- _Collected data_
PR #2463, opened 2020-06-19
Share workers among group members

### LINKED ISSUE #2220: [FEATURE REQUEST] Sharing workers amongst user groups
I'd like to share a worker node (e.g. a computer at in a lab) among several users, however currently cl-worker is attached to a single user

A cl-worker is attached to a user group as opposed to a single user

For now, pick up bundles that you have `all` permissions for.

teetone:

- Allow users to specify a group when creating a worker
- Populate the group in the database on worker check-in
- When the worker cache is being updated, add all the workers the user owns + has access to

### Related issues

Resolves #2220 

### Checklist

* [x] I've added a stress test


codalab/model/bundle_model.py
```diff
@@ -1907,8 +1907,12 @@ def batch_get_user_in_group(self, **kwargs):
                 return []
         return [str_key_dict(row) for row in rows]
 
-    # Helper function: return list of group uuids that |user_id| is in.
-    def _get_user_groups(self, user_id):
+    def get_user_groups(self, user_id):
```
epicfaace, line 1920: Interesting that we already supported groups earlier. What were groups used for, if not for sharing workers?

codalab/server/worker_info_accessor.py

- _Description of the task_
Return the records in their entirety. Keep every character as it is.

- _Reply to the exercise_
PR #2463, opened 2020-06-19
Share workers among group members

### LINKED ISSUE #2220: [FEATURE REQUEST] Sharing workers amongst user groups
I'd like to share a worker node (e.g. a computer at in a lab) among several users, however currently cl-worker is attached to a single user

A cl-worker is attached to a user group as opposed to a single user

For now, pick up bundles that you have `all` permissions for.

teetone:

- Allow users to specify a group when creating a worker
- Populate the group in the database on worker check-in
- When the worker cache is being updated, add all the workers the user owns + has access to

### Related issues

Resolves #2220 

### Checklist

* [x] I've added a stress test


codalab/model/bundle_model.py
```diff
@@ -1907,8 +1907,12 @@ def batch_get_user_in_group(self, **kwargs):
                 return []
         return [str_key_dict(row) for row in rows]
 
-    # Helper function: return list of group uuids that |user_id| is in.
-    def _get_user_groups(self, user_id):
+    def get_user_groups(self, user_id):
```
epicfaace, line 1920: Interesting that we already supported groups earlier. What were groups used for, if not for sharing workers?

codalab/server/worker_info_accessor.py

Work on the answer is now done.